# Trump’s abandonment of Paris climate deal to cost U.S. economy trillions, new study reveals



## Jessica123 (Jun 1, 2018)

Trump’s abandonment of Paris climate deal to cost U.S. economy trillions, new study reveals
Benefits of climate action are over a hundred times larger than the cost of cutting carbon pollution
Joe Romm
May 29, 2018, 12:56 pm



> A new study from Stanford finds that failure to meet the goals of the Paris Climate Accord will cost the the U.S. economy several trillion dollars in the coming decades — and cost the world economy tens of trillions of dollars.
> 
> The study, “Large potential reduction in economic damages under UN mitigation targets,” was published in the journal Nature last week. It is among the first to analyze the economic benefits of keeping global warming to the levels unanimously agreed to by more than 190 nations at the 2015 Paris climate summit.
> President Trump has made the U.S. a rogue nation — the only one in the world to abandon the agreement — under the misguided notion that it will hurt our economy. The reverse is true.

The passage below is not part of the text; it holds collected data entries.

Issue #1254, opened 2016-07-13
Attachment never completes downloading when app is killed mid-download.


michaelkirk:
### Steps to reproduce
- Alice sends Bob a big attachment
- Bob sees "Attachment is downloading" info message
- Bob quits his app via the app switcher before it completes downloading (or it crashes, or his phone dies, etc.)
- Bob relaunches Signal, goes to Alices thread
- Bob still sees "Attachment is downloading"

**Actual result:** 
- Download never completes
- You can't tap to restart the download

**Expected result:** 
- Bob should see "Download stalled. Tap to restart" (we don't want to restart automatically lest we hammer someones bandwidth on a shoddy connection)
- You can tap to restart the download and see "Attachment is downloading"
## proposal

On startup have an async task mark all pointers that are downloading as failed. The trick will be ensuring we're not marking freshly enqueued pointers as failed.

anatoli26:
Same problem here. Why "high priority" was removed? I believe it's a critical problem. One records a voice message, sends it, thinks the peer received it, but on the other end the only thing that appears is "attachment is downloading" for eternity, with the only option to delete it.

Expected behavior is to timeout quickly and either re-download the file automatically or to mark it as failed and offer an option to start re-download.

michaelkirk:
> Why "high priority" was removed?

Instead of just labeling a bunch of things "high priority", we're ordering things in the "prioritized" milestone. It doesn't mean it's less important.

> What help is needed to resolve this bug?

Pull requests are appreciated.

michaelkirk:
This was fixed and will be released in 2.10.0

PR #1534, opened 2016-12-08
Fix show error message when download fails

michaelkirk:
Previously we had our "queued" and "failed" logic backwards.

// FREEBIE


jschneier:
Yeah this is much better. And makes #1254 more obvious.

https://thinkprogres...y-575120a5870a/

Pretty sad when you consider that Trump is harming our economy in everyway imaginable but his base just doesn't have the brain power to get it.


----------



## K9Buck (Jun 1, 2018)

Have you ever visited a psychiatrist?


----------



## cnm (Jun 1, 2018)

Jessica123 said:


> Pretty sad when you consider that Trump is harming our economy in everyway imaginable but his base just doesn't have the brain power to get it.


See? Immediately demonstrated. Home schooled, I bet.


----------



## Jessica123 (Jun 1, 2018)

K9Buck said:


> Have you ever visited a psychiatrist?




Have you? You don't believe in science and you believe in an guy in the clouds so you almost certainly need it more.


----------



## william the wie (Jun 1, 2018)

Jessica123 said:


> K9Buck said:
> 
> 
> > Have you ever visited a psychiatrist?
> ...



The postulates of AGW were disproven in 1961 at the MIT meteorological lab. google Lorenz and Chaos. AGW was created from BS and is kept alive by fraud.


----------



## martybegan (Jun 1, 2018)

Jessica123 said:


> Trump’s abandonment of Paris climate deal to cost U.S. economy trillions, new study reveals
> Benefits of climate action are over a hundred times larger than the cost of cutting carbon pollution
> Joe Romm
> May 29, 2018, 12:56 pm
> ...



Thinkprogress?

LOL

As usual studies like this provide the benefits as things that don't actually provide any savings to anyone. Yet the actual costs are in hard values, in both actual investment and loss of productivity due to regulation, loss of innovation, and actual limits on technology.


----------



## TNHarley (Jun 1, 2018)

Many have said that wasnt going to do anything anyways
Not to mention, AGW is based on models, politics and assumption


----------



## Sunni Man (Jun 1, 2018)

Jessica123 said:


> Trump’s abandonment of Paris climate deal to cost U.S. economy trillions, new study reveals it.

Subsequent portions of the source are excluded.